Morlea Guest Accommodation Llandudno - located in the centre of Llandudno
A warm welcome is awaiting you at the Morlea. the relaxed and friendly atmosphere of John and Joyce Oliver's guest house will ensure that your stay will be a happy and memorable one.
We are located in the centre of Llandudno with many facilities only a short walk away, we are only five minutes away from the A55 expressway, with bus and rail services close by.
Please take your time to look around the website and see what we have to offer.
We have eight beautifully appointed bedrooms:
Complimentary tea, coffee and biscuits
Complimentary bathroom amenities
Fresh cotton towels
Private car park.
Llandudno is one of the largest and most popular of the Welsh seaside resorts, and still retains much of its Victorian character and charm. The golden sandy beach at North Shore is set in the magnificent crescent shaped bay, flanked by Great Ormes Head and Little Orme, with Llandudno and its elegant promenade lying protected between the headlands.

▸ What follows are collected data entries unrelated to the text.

PR #186, opened 2026-05-22
Contract registry: allow registring custom contract handlers

### LINKED ISSUE #151: Registry: support contracts defined by others
Our sdk supports natively default, delegate and vhtlc contracts. It would be super powerful to allow users to define their own contracts and to have a way to add them to those supported by the client's contract manager.

This is exactly the purpose of the contract registry that would come with 3 contract types supported by default and the possibility to add custom ones defined by users.

Ref: https://github.com/arkade-os/ts-sdk/blob/master/src/contracts/handlers/registry.ts

altafan:
Closes #151.

This adds a new `contract.Registry` interface and related implementation to allow users to provide their own contract handlers at wallet creation with the newly introduced `WithContractHandler` option.

Please @bitcoin-coder-bob @sekulicd @louisinger review

## Summary by CodeRabbit

* **New Features**
  * Register and use custom contract handlers when creating a wallet; manager exposes a sealed runtime handler registry and accepts handler options at construction.

* **Bug Fixes / Reliability**
  * Stronger validation and clearer errors for nil/typed-nil, empty, or duplicate handler registrations; built-in handlers use a shared cached client.

* **Documentation**
  * Clarified handler caching, concurrency model, and updated guidance for adding custom contract types.

* **Tests**
  * Added unit and end-to-end tests for custom handlers, registry behavior, concurrency, and handler validation.

[Review Change Stack](https://app.coderabbit.ai/change-stack/arkade-os/go-sdk/pull/186?utm_source=github_walkthrough&utm_medium=github&utm_campaign=change_stack)


ghost (changes requested):
## Code Review — Contract Registry (#186)

**Reviewer: Arkana**
**Verdict: Request changes** (1 protocol concern, 2 bugs, 2 design issues)

Overall this is a well-structured PR. The immutability-over-mutex approach is sound and the validation is thorough. Test coverage is good. No cross-repo breakage detected — `bancod` (the only downstream consumer) uses `GetContracts`/`GetHandler`/`WithScripts`, all of which are preserved.

---

### 🔴 Protocol Concern — Custom handlers silently participate in ScanContracts

**`contract/manager.go:64-76`** (new code via diff)

Custom handlers registered via `WithHandler` are scanned in `ScanContracts` using the default `findUsedContracts` (indexer/offchain) probe for any non-boarding type. If a custom contract type requires a different "has this contract been used?" strategy (e.g., an on-chain lookup like boarding, or a completely custom path), there is **no way to configure this**.

A buggy or slow custom handler will also block the entire wallet unlock flow since `ScanContracts` runs in the background goroutine in `Unlock()` (init.go) and errors propagate to `syncCh`.

**Recommendation:** At minimum, document this clearly in the `WithHandler` godoc. Ideally, consider either:
- Adding a `FindUsedFunc` to the `Handler` interface (or a separate optional interface), or
- Allowing custom handlers to opt out of `ScanContracts` via a `ScanSkip` sentinel.

This is protocol-adjacent — a custom handler that incorrectly reports contracts as "unused" could lead to missed VTXOs.

---

### 🟡 Bug — Duplicated validation logic will drift

The typed-nil / nil handler validation is copy-pasted in **three places**:

1. `contract/opts.go:358-368` (`WithHandler`)
2. `contract/registry.go:80-96` (`validateHandler`)
3. `wallet_opts.go:148-160` (`WithContractHandler`)

Location 2 uses the shared `validateHandler` helper. Locations 1 and 3 inline the same reflect logic. If the validation rules ever change, the inline copies will be forgotten.

**Fix:** `WithHandler` (opts.go) should call `validateHandler` — it already imports the same package. `WithContractHandler` (wallet_opts.go) can't easily call the contract-package helper due to import direction, but the reflect block should at minimum be extracted to a local helper to reduce duplication within the file. Alternatively, move `validateHandler` to a shared internal package.

---

### 🟡 Bug — `NewRegistry` exported with unexported return type

**`contract/registry.go:38`**

```go
func NewRegistry(builtIns, customs map[types.ContractType]handlers.Handler) (*registry, error) {
```

`NewRegistry` is exported but returns `*registry` (unexported). External callers can call it but can't name the return type, making it awkward to use outside tests. If this is intentional (test-only export), document it. If it's meant to be a public API, export `Registry` as the return type:

```go
func NewRegistry(...) (Registry, error) {
```

---

### 🟢 Minor — Test name typos

**`wallet_opts_test.go:54,60`**: `"WitContralHandler"` → should be `"WithContractHandler"`.

---

### 🟢 Minor — Map iteration in init.go

**`init.go:103-105`**:
```go
for t, h := range w.customHandlers {
    mgrOpts = append(mgrOpts, contract.WithHandler(t, h))
}
```

Map iteration order is non-deterministic. Since `WithHandler` rejects duplicates, this is *correct* but means the order of `ManagerOption` application varies across runs. Not a bug today, but worth a comment if option ordering ever matters.

---

### ✅ What looks good

- **Immutability model**: Removing the `sync.RWMutex` in favor of sealing the registry at construction is cleaner and eliminates a class of race conditions. The doc update in `doc.go` accurately reflects this.
- **Validation depth**: Catching typed-nil via reflect is a nice touch — common Go footgun.
- **Test coverage**: Unit tests for registry, opts, manager integration, and an e2e test. Edge cases (empty type, nil, typed-nil, duplicate, builtin collision) all covered.
- **No cross-repo breakage**: `bancod` doesn't use `GetSupportedContractTypes` or call `NewManager` directly. Safe.
- **Interface evolution**: Replacing `GetSupportedContractTypes` with `Registry()` is a better abstraction — gives callers both type enumeration and handler lookup through one accessor.

---

**⚠️ Flagging for human review** — this PR modifies the contract manager interface and how custom handlers participate in contract scanning. While the code is well-written, the protocol implications of custom handlers in `ScanContracts` (missed VTXOs, wallet unlock blocking) warrant human sign-off.

ghost (commented):
## Incremental Review — `7428b59a` ("Fix race condition")

**Reviewer: Arkana** (follow-up to previous review)

Only one file changed: `test/e2e/custom_handler_test.go` — adds `<-arkClient.IsSynced(t.Context())` to drain background goroutines before `t.Cleanup` invokes `Stop`.

### ✅ The fix is correct

The race was: `Stop()` runs via `t.Cleanup` while `ScanContracts` bg goroutines are still active. Draining `IsSynced` ensures sync completes (success or error) before teardown. The comment accurately explains that a sync error is expected since the custom handler produces non-standard scripts.

### ⚠️ Minor concern — `IsSynced` doesn't respect context cancellation

`IsSynced(ctx)` ignores the `ctx` parameter — the returned channel is only signaled by the sync completing or `Stop()` broadcasting. If `ScanContracts` were to hang indefinitely (e.g., a misbehaving custom handler), this drain would block the test forever. In practice it's fine here because the custom handler is trivial and the indexer rejection is fast, but worth noting for future test authors.

No new issues. **Previous review findings still stand** (duplicated validation logic, exported `NewRegistry` returning unexported type, test name typos). This commit doesn't address those — which is fine, it's a targeted race fix.

ghost (commented):
## Incremental Review — `9a99360` ("Fix after review")

**Reviewer: Arkana** (follow-up #2)

Only `test/e2e/custom_handler_test.go` changed. This commit adds a 30-second `context.WithTimeout` around the `IsSynced` drain, with a `select` that fails the test on timeout instead of hanging CI.

### ✅ This directly addresses my previous concern

The pattern is correct:

```go
syncCtx, cancel := context.WithTimeout(t.Context(), 30*time.Second)
defer cancel()
select {
case <-arkClient.IsSynced(syncCtx):
case <-syncCtx.Done():
    require.FailNowf(t, "sync drain timeout", "IsSynced did not return: %v", syncCtx.Err())
}
```

- `context.WithTimeout` properly bounds the wait.
- `defer cancel()` prevents context leak.
- `require.FailNowf` correctly halts the test (vs `t.Error` which would continue).
- 30s is generous enough for CI but tight enough to catch real hangs.

### Remaining items from original review (not addressed in this commit)

These are non-blocking but still worth tracking:

1. **Duplicated validation** — `WithHandler` (opts.go) and `NewRegistry` (registry.go) both validate empty type + nil handler. The registry comment acknowledges this is intentional defense-in-depth. Acceptable.
2. **`NewRegistry` exported, returns `*registry` (unexported)** — minor API hygiene; callers outside the package can call it but can't name the return type. Low priority.
3. **Test name typos** — `TestWithHandler_DuplicateType`/similar test names from earlier review are fine as-is.

No new issues found. Previous `CHANGES_REQUESTED` findings are either resolved (this commit) or acknowledged as non-blocking.

ghost (approved):
**Reviewer: Arkana** (follow-up #3 — commit `feeb8178`)

## ✅ LGTM

Changes since `9a99360` are exactly what was requested:

1. **`contract/manager.go:24`** — `registry` field now stores `Registry` (interface) instead of `*registry` (concrete). ✔️
2. **`contract/registry.go:35`** — `NewRegistry` return type changed from `*registry` → `Registry`. ✔️  
3. **`wallet_opts_test.go:55,62`** — Typo fix in test names (`WitContralHandler` → `WitContractHandler`). ✔️

No new logic, no new risk surface. All prior feedback addressed. Approving.

> ⚠️ **Protocol-critical reminder**: This PR touches contract handler registration which feeds into VTXO lifecycle. Human approval still required before merge.

bitcoin-coder-bob:
something in the README in the `Advanced Usage` section for `WithContractHandler` seems valuable to add.


```
 Custom Contract Handlers
  
  The contract manager ships with built-in handlers for the default (offchain) and boarding contract types. You can teach it additional contract types (for example a VHTLC or a delegation script) by
  registering your own handlers.Handler at wallet construction:

  import "github.com/arkade-os/go-sdk/contract/handlers"

  // myHandler implements contract/handlers.Handler. The key method is
  // NewContract, which derives the script, address, and params for a given key.
  // See contract/handlers/default for a reference implementation.
  var myHandler handlers.Handler = NewVHTLCHandler(...)

  wallet, err := arksdk.NewWallet(
      datadir,
      arksdk.WithContractHandler("vhtlc", myHandler),
  )

  Once registered, create and look up contracts of the custom type through the usual manager API:

  mgr := wallet.ContractManager()

  // Discover the registered types (built-ins plus your custom ones).
  supported := mgr.Registry().SupportedTypes() // [boarding default vhtlc]

  // Create a contract using your handler.
  c, err := mgr.NewContract(ctx, "vhtlc")
```

bitcoin-coder-bob:
Regarding concurrency here. This PR removes the mutex from contractManager. On master NewContract and ScanContracts both did m.mu.Lock() for the whole function which serialized the get latestcontract -> derive next key -> AddContract sequence. Now there's no locking left in contract/manager.go at all. And nothing else picks up the slack. In store/sql/contract_store.go AddContract (line 31) and GetLatestContract (line 121) don't take any lock, the store's lock only gets used in Clean (line 152). The reason I think this matters is it's reachable from normal usage not just if someone calls things concurrently on purpose. Unlock kicks off ScanContracts in a background goroutine (init.go lines 138-147) and returns before it's done so if the caller calls NewOffchainAddress/NewBoardingAddress right after unlock you've got the background scan and the foreground NewContract both running that same derive and store path on the same store with nothing serializing them. It is a time of check/time of use race not a memory race so the race detector won't catch it and there is no corruption. The script primary key keeps the db consistent so the worst case is one of the callers gets a spurious "contract already exists" error and some wasted work. But that's a regression and the old code specifically prevented this. 

Simplest fix is just put the write lock back around NewContract and ScanContracts. Or wrap the read/derive/insert in a single db transaction. If the manager isn't meant to be concurrency safe anymore then lets just say so somewhere and serialize at the call sites instead.

bitcoin-coder-bob:
Here is some AI feedback worth considering:

1. Duplicated handler validation. Urgency: low. The nil and typed-nil reflect check exists in two places. `contract/registry.go` `validateHandler` and `wallet_opts.go` `WithContractHandler` are near identical copies and will drift. `validateHandler` is unexported so either export a shared validator or route the wallet option through `contract.WithHandler`.

2. `NewRegistry` is exported but can't actually be used as an extension point. Urgency: low. The manager always builds its own registry from `WithHandler` options so an externally constructed `Registry` can't be injected. It looks like unintended public surface. Unexporting it to `newRegistry` would also match the `WithHandler` doc comment which already says "detected later, inside newRegistry".

3. `ScanContracts` scans custom types through the offchain indexer path. Urgency: medium. It iterates `registry.SupportedTypes()` and uses `findUsedContracts` (indexer `GetVtxos`) for everything that isn't boarding including custom types. Custom scripts may not be indexable that way. The e2e test in `test/e2e/custom_handler_test.go` even notes arkd rejects them and a sync error is expected. So registering a custom handler can make background sync error out and there is no way to opt a type out of scanning. Worth a design note or an opt-out.

4. No test that `NewContract` with a custom type dispatches to the custom handler and persists. Urgency: medium. Current coverage is registration plus `GetHandler` lookup plus `SupportedTypes` ordering. The e2e test deliberately avoids creating a custom contract. The `mockHandler` already returns a deterministic script and address so a unit test that drives `NewContract` through a custom type and asserts it is stored is cheap and would also exercise `newContract` and scan with a non built-in type.

5. No concurrency test for `NewContract`. Urgency: low. This ties to the mutex removal issue. If concurrent allocation is meant to be safe add a `-race` test that calls `NewContract` from several goroutines and asserts unique scripts and no spurious errors. If it is not meant to be safe document the constraint.

6. Security. Urgency: low. No real vulnerabilities. The custom handler API is a trust equivalent extension point. A buggy handler can produce a script the identity cannot sign for which sends funds to an unspendable address. That is a footgun not a vuln but a doc warning on `WithContractHandler` and `WithHandler` that handlers must produce signable scripts is worth adding. The reflect typed-nil guards are good defensive practice.

bitcoin-coder-bob (changes requested):
overall the changes in this PR LGTM and make sense, left a few small items requesting changes

ghost (commented):
**Reviewer: Arkana** (follow-up #4 — commits `930e2814`, `6de0ed9b`)

Focused on delta since `feeb8178`. Two items:

---

### 1. 📄 Stale doc.go — concurrency section contradicts code (low)

`contract/doc.go:82-86` still says:

> The handler map is sealed at NewManager time … **There is therefore no mutex on the manager** — registry reads are concurrent-safe by virtue of immutability.

But `930e2814` restored `sync.RWMutex` on `contractManager` and acquires it in `ScanContracts`, `NewContract`, `GetContracts`, `Clean`, and `Close`. The doc should be updated to reflect the current locking strategy — something like:

> The handler map (registry) is sealed at NewManager time and needs no lock. The manager guards store and key-provider access with an `sync.RWMutex`: mutations (`NewContract`, `ScanContracts`, `Clean`, `Close`) hold the write lock; reads (`GetContracts`) hold the read lock.

---

### 2. ⚠️ `ScanContracts` holds write lock during network I/O (medium)

`contract/manager.go:69-84`: `ScanContracts` acquires `m.mu.Lock()` at the top and holds it for the entire scan loop, including:
- `findUsedContracts` → `m.indexer.GetVtxos()` (network call)
- `findUsedBoardingContracts` → `m.explorer.GetTxs()` per address + `time.Sleep(time.Second)` every 20 calls

With a gap limit of 20 and many boarding addresses, the write lock can be held for **minutes**, blocking all `GetContracts` reads.

The lock is correctly needed around the key-derivation + store-write sequence in `newContract` to prevent duplicate key indices. But in `ScanContracts`, consider:
- Moving the lock **inside** `scanContracts`, acquiring it only around `m.store.AddContract` (the persist loop at the bottom)
- Or narrowing it to lock-per-batch rather than lock-for-entire-scan

Not blocking — the scan is infrequent (wallet unlock / explicit recovery) — but worth a TODO for when concurrent wallet access matters.

---

### Other observations (all clean, no action needed):

- **`validateHandler` → `utils.ValidateHandler`**: Good dedup. Both `contract/opts.go:18` and `wallet_opts.go:122` now share the same validation path. Logic is identical to before.
- **`NewRegistry` → `newRegistry` + public wrapper**: `NewRegistry` now delegates to `newRegistry` which returns `*registry`. Clean refactor, preserves backward compat for any external callers.
- **`mu: sync.RWMutex{}`** in struct literal (`manager.go:63`): Zero-value init is unnecessary but harmless.
- **Concurrency test** (`manager_test.go:87-117`): Good coverage — 10 goroutines racing on `NewContract`, verifying unique scripts and key IDs.
- **Custom handler dispatch test** (`manager_test.go:561-585`): Properly verifies end-to-end: custom type → handler dispatch → store persistence → query by type.

LGTM pending the doc fix. The lock granularity is a note for future improvement, not a blocker.

bitcoin-coder-bob:
from my prior comment:

```
ScanContracts scans custom types through the offchain indexer path. Urgency: medium. It iterates registry.SupportedTypes() and uses findUsedContracts (indexer GetVtxos) for everything that isn't boarding including custom types. Custom scripts may not be indexable that way. The e2e test in test/e2e/custom_handler_test.go even notes arkd rejects them and a sync error is expected. So registering a custom handler can make background sync error out and there is no way to opt a type out of scanning. Worth a design note or an opt-out.
```

this was not addressed in recent commits but i think should be.

custom handler should not be able to silently kill the wallet's tx listeners and periodic refresh

 I suggest one of:

  1. Make per-type scan non-fatal. In `ScanContract` log and continue on a typeds error instead of return err so one type can't kill the whole loop.
  2. Or do a scan opt out. Let `WithHandler` mark a type as skip scan so that 0custom types dont hit the indexer at all by default

ghost (commented):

During the Victorian era, roads on the Great Orme were still fairly primitive and the steep slopes prevented all but the most sure footed from reaching the summit. Llandudno was fast becoming a very popular tourist resort, so it wasn't long before local businessmen latched on to the idea of a cable tramway.
The Visitor Centre, which is run by Park Wardens, is designed to promote environmental awareness. The excellent displays and photographs provide a wealth of information about the wildlife and history of the ancient headland. A guided walk leaves from here three times a week and a small gift shop is run by members of the 'Welsh Wildlife Trust'.
A 300 meter, dry Ski Slope and Toboggan Run was created near the Happy Valley in 1986. 'Ski Llandudno' is not only popular with amateur enthusiasts but is of national importance to the sport, as the Artificial Ski Championships are held here each year.
For many years, cavers, archaeologists and geologists have been burrowing deeper and deeper into an old copper mining system beneath the Orme. Members of a group called 'The Great Orme Exploration Society' discovered that some of these tunnels dated back to the Bronze Age, some 4,000 years ago . Then in 1991 a company called 'Great Orme Mines' opened up part of a Bronze Age Mine to the public. The Centre they created will give you a fascinating insight into the lives of these prehistoric people, by allowing you to go on an underground visit, watch an audio-visual display and observe archaeologists at work.
The Old Rectory Tea Gardens are situated part way up the zig-zag road, leading from the Marine Drive to St Tudno's Church. Once known as Dolfechan Farm, this attractive cafe is now famous for its colourful gardens and prize winning flower beds.